→ Problem to solve: Only lines containing the word "ColeOSRF" belong in the answer; copy each one from the records.

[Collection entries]
--- --- ---

Issue #113, opened 2020-04-29
Unload model plugins when the model is removed from the world


diegoferigo:
As discussed in https://github.com/ignitionrobotics/ign-gazebo/issues/39#issuecomment-613957221, model plugins are not unloaded when the model is removed from the world.

There are few problems that this behaviour could cause:

1. Memory leak. If the simulation is very long and models are inserted and deleted multiple times, the RAM consumption slowly increases. (e.g. https://github.com/ignitionrobotics/ign-gazebo/issues/47)
1. If the plugin access ECM components of the model and it does not handle properly the case when they are not found (because the model has been removed), the behaviour could be undefined.

In #39 the problem was acknowledged but no specific issue was opened to track it.

ejalaa12:
Hi, 
I can confirm that this problem is still present in gazebo Garden.
It's easily reproducable with an Hydrodynamics system which prints ["No linear vel"](https://github.com/gazebosim/gz-sim/blob/gz-sim7/src/systems/hydrodynamics/Hydrodynamics.cc#L446-L450) once its model has been removed from the world. Which means the system is still running, but the entity is not present anymore.

takahashi-e6:
Hi.

This problem seems to occur in Fortress as well, and can be reproduced by simply deleting the plugin-enabled model with the following command:

ign service -s /world/empty/remove --reqtype ignition.msgs.Entity --reptype ignition.msgs.Boolean --timeout 5000 --req 'type: MODEL; name: "my_model"'

How can I properly delete a model?

I looked up the ign command but couldn't find the answer.

MSZ98:
Hi,

In the `gazebo_ros_pkgs` -> `gazebo_ros_openni_kinect.cpp` -> `Load()` method, the `GazeboRosCameraUtils` plugin is loaded and stays active even after the model is removed from the simulation. When you try to add a model with a camera to the simulation again using the same namespace, `gazebo_ros_openni_kinect.cpp` attempts to load the `GazeboRosCameraUtils` plugin once more. However, an error occurs because the first `GazeboRosCameraUtils` plugin already created a dynamic reconfigure ROS service, and there’s an attempt to advertise the same service again.

I could use a different namespace for the new model, but this solution feels messy, and the old camera thread could still impact performance.

PR #454, opened 2020-11-10
Fix segfault in the Breadcrumb system when associated model is unloaded

azeey:
Currently, when a model is unloaded, the model systems associated with that model do not get unloaded. If the systems then try to access the components of the model, they will fail. However, most systems check the validity of the model they are associated with in the `System::Configure` function and assume that if the model is valid then, it will be valid in `PreUpdate/PostUpdate` functions. I think it would be nice for that assumption to hold, but right now it might not.

In the case of the Breadcrumb system, the system retrieves the pose of the model at every time step in `PreUpdate` and assumes that it will be valid. However, if the model is unloaded, the `Pose` component will be a `nullptr` causing a segfault.

The ideal fix would be to make sure systems are unloaded when the model gets unloaded (see #113), but until then, this PR adds a check for the validity of the model in `Breadcrumbs::PreUpdate`.

### DIFF
--- a/src/systems/breadcrumbs/Breadcrumbs.cc
+++ b/src/systems/breadcrumbs/Breadcrumbs.cc
@@ -71,6 +71,12 @@ void Breadcrumbs::Configure(const Entity &_entity,
       _sdf->Get<bool>("allow_renaming", this->allowRenaming).first;
 
   this->model = Model(_entity);
+  if (!this->model.Valid(_ecm))
+  {
+    ignerr << "The Breadcrumbs system should be attached to a model entity. "
+           << "Failed to initialize." << std::endl;
+    return;
+  }
 
   if (!_sdf->HasElement("breadcrumb"))
   {
@@ -162,7 +168,7 @@ void Breadcrumbs::PreUpdate(const ignition::gazebo::UpdateInfo &_info,
     // unloaded by the level manager. Ideally, this system would have been
     // unloaded along with the model, but that is not currently the case. See
     // issue #113
-    if (!model.Valid(_ecm))
+    if (!this->model.Valid(_ecm))
     {
       return;
     }
--- a/src/systems/breadcrumbs/Breadcrumbs.cc
+++ b/src/systems/breadcrumbs/Breadcrumbs.cc
@@ -157,6 +157,15 @@ void Breadcrumbs::PreUpdate(const ignition::gazebo::UpdateInfo &_info,
                 std::back_inserter(cmds));
       this->pendingCmds.clear();
     }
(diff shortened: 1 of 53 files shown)


azeey:
Failing tests are fixed by https://github.com/ignitionrobotics/ign-gazebo/pull/455

test/integration/breadcrumbs.cc
```diff
@@ -547,6 +550,123 @@ TEST_F(BreadcrumbsTest, AllowRenaming)
   EXPECT_TRUE(this->server->HasEntity("B1_0_1"));
 }
 
+/////////////////////////////////////////////////
+/// Return a list of model entities whose names match the given regex
```
chapulina, line 554: This could be eventually useful to move to `EntityComponentManager`. The trick is that it's probably too slow, and users may not realize that.

src/systems/breadcrumbs/Breadcrumbs.cc
```diff
@@ -160,6 +160,15 @@ void Breadcrumbs::PreUpdate(const ignition::gazebo::UpdateInfo &_info,
...
       this->pendingCmds.clear();
     }
+    // Check that the model is valid before continuing. This check is needed
+    // because the model associated with the Breadcrumbs might have been
+    // unloaded by the level manager. Ideally, this system would have been
+    // unloaded along with the model, but that is not currently the case. See
+    // issue #113
+    if (!model.Valid(_ecm))
+    {
+      return;
```
chapulina, line 170: Do we want to print a warning in case `cmds` is not empty?

chapulina (approved):

test/integration/breadcrumbs.cc
azeey: Yeah, we can probably make it generic enough that it would work with any entity that has a name component.

src/systems/breadcrumbs/Breadcrumbs.cc
azeey: I added a check in `Configure` in https://github.com/ignitionrobotics/ign-gazebo/pull/454/commits/9fa5c76c742c7890745bbbaee2c58c5a46773d15 that prints an error if the model is not valid. I'm not sure adding a warning here is useful because the user can't do anything about it. It is a valid use case to send the deploy command if the model is loaded back by the level manager, in which case both the original system and the new system will get the command, but the original system will silently return early here.

chapulina: Oh I see, yeah agreed that a warning would be confusing if there's a valid use case. I guess we can't tell apart when the model was removed by the `LevelManager` or by some other mechanism.

PR #456, opened 2020-11-11
Tape Measure Plugin

JShep1:
An initial prototype of the tape measure plugin.

Hotkey for new measurement: `m`

See also https://github.com/ignitionrobotics/ign-gazebo/pull/458 for right click mid-measure-action cancellation.

I made a few decisions here that I think we can discuss and possibly change:

- I added gui events for a mouse hover and the left click event in `Scene3D`.  My reasoning was primarily that I needed to get the data from the `ScreenToScene()` call within `Scene3D` but didn't want to couple this plugin together with `Scene3D` itself.  I'm not sure if this is the best route to go, but it was the best I could think of for now, are there any other better ideas as to how to do this?  I was thinking we could eventually move the gui events header to `ign-common` so that `ign-gui` can contain plugins like this that don't depend on the ecm but still need data from the `Scene3D`  would this be a reasonable path?  Any foreseen issues?
- I only added singular measurements for now.  There are a couple main reasons.  The first is that text markers are only currently supported in OGRE 1.x, if we had multiple markers in a OGRE 2 scene, the user would have no way of knowing what the distance would be for each measurement.  For this reason, I simply put the distance for the measurement within the gui window.  The second reason is that we have no way of being able to selectively remove specific measurements if multiple existed within the scene.  We will need to add support for user interaction with markers for this to be possible.

~Additionally, @ColeOSRF is working on new icons for the measurement button and the delete button.~

Example:
tapemeasure

Depends on https://github.com/ignitionrobotics/ign-gui/pull/148 for gui events


JShep1:
Design doc for this plugin can be found here https://github.com/ignitionrobotics/design/blob/master/tape_measure_tool.md

src/gui/plugins/tape_measure/TapeMeasure.qml
```diff
@@ -0,0 +1,116 @@
...
+        source: "trashcan.png"
+        sourceSize.width: 36;
+        sourceSize.height: 36;
+      }
+      onClicked: {
+        TapeMeasure.OnReset();
+      }
+    }
+    Text {
+      text: qsTr(" Distance (m): " + distance.toFixed(3))
```
chapulina, line 113: The color of this text is not respecting the light / dark theme.

Also, maybe this is just me, but I think this text could be a bit bigger.

src/gui/plugins/scene3d/Scene3D.cc
```diff
@@ -767,12 +767,44 @@ Entity IgnRenderer::UniqueId()
...
   this->HandleMouseTransformControl();
   this->HandleMouseViewControl();
 }
 
+/////////////////////////////////////////////////
+void IgnRenderer::BroadcastHoverPos()
+{
+  if (this->dataPtr->hoverDirty)
+  {
+    math::Vector3d pos = this->ScreenToScene(this->dataPtr->mouseHoverPos);
```
chapulina, line 783: This is not an issue introduced by this PR, but it looks like the `ScreenToScene` function doesn't handle planes well.

With the `rolling_shapes.sdf` world for example, the points are below the plane:

rolling_tape

And even flat planes don't behave well from below. I think that's because the triangles are facing the other way, so maybe this is expected:

shapes_tape

src/gui/plugins/tape_measure/TapeMeasure.cc
```diff
@@ -0,0 +1,282 @@
...
+  class TapeMeasurePrivate
+  {
+    /// \brief Ignition communication node.
+    public: transport::Node node;
+
+    /// \brief True if currently measure, else false.
+    public: bool measure = false;
+
+    /// \brief The id of the start point marker.
+    public: int startPointId = 1;
```
chapulina, line 42: How about making these IDs const? We also try to use the `k` prefix for const variables.

src/gui/plugins/tape_measure/TapeMeasure.cc
```diff
@@ -0,0 +1,282 @@
...
+{
+  this->DeleteMarker(_id);
+
+  ignition::msgs::Marker markerMsg;
+  markerMsg.set_ns(this->dataPtr->ns);
+  markerMsg.set_id(_id);
+  markerMsg.set_action(ignition::msgs::Marker::ADD_MODIFY);
+  markerMsg.set_type(ignition::msgs::Marker::SPHERE);
+  ignition::msgs::Set(markerMsg.mutable_scale(),
+    ignition::math::Vector3d(0.1, 0.1, 0.1));
```
chapulina, line 174: I know this will probably be complicated to achieve with markers, but I'll just make an observation for the future.

The fixed scale means that the points may be too big or too small depending on what's being simulated and the user's zoom level. Maybe they're too big to measure the distance between fingers of a robot hand, but too small when measuring the size of a road. One option would be to scale it according to the zoom level like it's done for the transform controls:

scale_tape

src/gui/plugins/tape_measure/TapeMeasure.cc
```diff
@@ -0,0 +1,282 @@
...
+  markerMsg.set_action(ignition::msgs::Marker::ADD_MODIFY);
+  markerMsg.set_type(ignition::msgs::Marker::LINE_LIST);
+  markerMsg.mutable_material()->mutable_ambient()->set_r(_color[0]);
+  markerMsg.mutable_material()->mutable_ambient()->set_g(_color[1]);
+  markerMsg.mutable_material()->mutable_ambient()->set_b(_color[2]);
+  markerMsg.mutable_material()->mutable_ambient()->set_a(_color[3]);
+  markerMsg.mutable_material()->mutable_diffuse()->set_r(_color[0]);
+  markerMsg.mutable_material()->mutable_diffuse()->set_g(_color[1]);
+  markerMsg.mutable_material()->mutable_diffuse()->set_b(_color[2]);
+  markerMsg.mutable_material()->mutable_diffuse()->set_a(_color[3]);
```
chapulina, line 208: How about using `ignition::math::Color` for all the colors?

Then you can also use [ignition::msgs::Set](https://github.com/ignitionrobotics/ign-msgs/blob/1c3dfd91463090f7503d710176851c3c722977b5/include/ignition/msgs/Utility.hh#L337-L341) to set the message fields from the colors.

src/gui/plugins/tape_measure/TapeMeasure.qml
```diff
@@ -0,0 +1,116 @@
...
+  Layout.minimumWidth: 200
+  Layout.minimumHeight: 100
+
+  property color snapTitle: (Material.theme == Material.Light) ?
+    Material.color(Material.Grey, Material.Shade900) :
+    Material.color(Material.Grey, Material.Shade200)
+
+  property color snapItem: (Material.theme == Material.Light) ?
+    Material.color(Material.Grey, Material.Shade800) :
+    Material.color(Material.Grey, Material.Shade100)
```
chapulina, line 37: These properties aren't used

src/gui/plugins/tape_measure/TapeMeasure.qml
```diff
@@ -0,0 +1,116 @@
...
+  background: Rectangle {
+    color: "transparent"
+  }
+
+  ButtonGroup {
+    id: group
+  }
+
+  Shortcut {
+    sequence: "M"
```
chapulina, line 66: Can we also use `Esc` to cancel a measurement?

src/gui/plugins/tape_measure/TapeMeasure.qml
```diff
@@ -0,0 +1,116 @@
...
+import QtQuick.Controls 2.1
+import QtQuick.Controls.Material 2.2
+import QtQuick.Controls.Material.impl 2.2
+import QtQuick.Layouts 1.3
+import QtQuick.Controls.Styles 1.4
+import "qrc:/qml"
+
+ToolBar {
+  id: tapeMeasure
+  Layout.minimumWidth: 200
```
chapulina, line 28: It needs to be a little bit bigger to fit the distance completely

chapulina (commented):
Works well for me.

I don't think that this can be avoided if we use the `MarkerManager`, but a user could send a `DELETE_ALL` at any time and mess up the tape measure's markers. I think the least we can do is be prepared in case this happens, by never assuming the markers we placed will be there.

I tried calling the following service while using the tape measure, and the worst I could get is that one of the end markers disappears, but not both. You can also end up with no markers, but the distance is non-zero. I think these aren't big issues, but just something to keep in mind.

`ign service -s /marker --reqtype ignition.msgs.Marker --reptype ignition.msgs.Empty --timeout 2000 --req "action: DELETE_ALL"`

src/gui/plugins/tape_measure/TapeMeasure.cc
```diff
@@ -0,0 +1,282 @@
...
+#include <ignition/common/Console.hh>
+#include <ignition/gui/Application.hh>
+#include <ignition/gui/MainWindow.hh>
+#include <ignition/plugin/Register.hh>
+#include <ignition/transport/Node.hh>
+#include <ignition/transport/Publisher.hh>
+
+#include "ignition/gazebo/gui/GuiEvents.hh"
+
+#include "TapeMeasure.hh"
```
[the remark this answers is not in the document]
JShep1: What version of `codecheck` detects this?  I'm not seeing this issue locally.  I moved it up but am unsure exactly where to put it.

src/gui/plugins/scene3d/Scene3D.cc
JShep1: Agh yeah, I believe there's some logic in the `ScreenToScene` function that assumes a flat plane.  I ticketed an issue for it [here](https://github.com/ignitionrobotics/ign-gazebo/issues/464).  I think the plane from below case is as expected.  Trying to click a back facing polygon may introduce weird behavior especially in a case like a SubT cave world where the user may be selected the ground in a tunnel from outside the tunnel.

src/gui/plugins/tape_measure/TapeMeasure.cc
JShep1: Good point, I believe that functionality is coming from [this line](https://github.com/ignitionrobotics/ign-gazebo/blob/ign-gazebo3/src/gui/plugins/scene3d/Scene3D.cc#L1415)?  After thinking about it for a second, I think the effect comes from the world "moving away" and the visual gizmo staying the same size.  @ColeOSRF do you know how this tool is usually  handled in large vs small scenarios and when the user is zooming in and out?

src/gui/plugins/tape_measure/TapeMeasure.qml
JShep1: I'll create another PR since Shortcuts are unique across an application for each key event and the `Transform Control` already makes use of `Esc`

src/gui/plugins/tape_measure/TapeMeasure.cc
JShep1: dda9038aef5fc0e953aadaea329fca4f37d20695

src/gui/plugins/tape_measure/TapeMeasure.qml
JShep1: dda9038aef5fc0e953aadaea329fca4f37d20695

src/gui/plugins/tape_measure/TapeMeasure.qml
JShep1: dda9038aef5fc0e953aadaea329fca4f37d20695

src/gui/plugins/tape_measure/TapeMeasure.qml
JShep1: 4d41ebe04525263d82069ea2d1d3f31c66711731

src/gui/plugins/tape_measure/TapeMeasure.cc
JShep1: 4d41ebe04525263d82069ea2d1d3f31c66711731

src/gui/plugins/tape_measure/TapeMeasure.qml
JShep1: Added the logic for escape and `m` key press to the cpp side and removed the `Shortcut`  65d122ab3dec6a2f1b23c5c8068501c3eb277129

chapulina:
Just dropping a cross-reference link here. This requires: https://github.com/ignitionrobotics/ign-gui/pull/148

chapulina (approved):
Works for me! Before merging this, we need to:

- [x] Merge https://github.com/ignitionrobotics/ign-gui/pull/148
- [ ] Release `ign-gui` with :point_up: 
- [ ] Update the minimum required `ign-gui` version here

chapulina (approved):
:rocket:

PR #443, opened 2020-11-04
Resolve updated codecheck issues

adlarkin:
This PR is meant to resolve new codecheck issues introduced by https://github.com/ignitionrobotics/ign-cmake/pull/117.

From my understanding, the plan is to forward port the fixes here to all other ignition versions once https://github.com/ignitionrobotics/ign-cmake/pull/117 is merged.

Signed-off-by: Ashton Larkin <ashton@openrobotics.org>

PR #457, opened 2020-11-11
2 ➡️ 3

chapulina:
Forward-porting `ign-gazebo2` to `ign-gazebo3`.

The only extra change I needed to do for the port to compile was moving several `ign-physics` includes from `Physics.cc` to `Physics.hh` to compensate for the header inclusion moved up in #443 . The `entityCast` function needs the features defined before it. CC @adlarkin

### DIFF
--- a/src/LevelManager.cc
+++ b/src/LevelManager.cc
@@ -15,6 +15,10 @@
  *
  */
 
+#include "LevelManager.hh"
+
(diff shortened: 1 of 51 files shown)


adlarkin (approved):
Thanks for fixing the feature includes in `Physics.hh`. Looks good to me!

--- --- ---

→ Result of this task:
~Additionally, @ColeOSRF is working on new icons for the measurement button and the delete button.~
JShep1: Good point, I believe that functionality is coming from [this line](https://github.com/ignitionrobotics/ign-gazebo/blob/ign-gazebo3/src/gui/plugins/scene3d/Scene3D.cc#L1415)?  After thinking about it for a second, I think the effect comes from the world "moving away" and the visual gizmo staying the same size.  @ColeOSRF do you know how this tool is usually  handled in large vs small scenarios and when the user is zooming in and out?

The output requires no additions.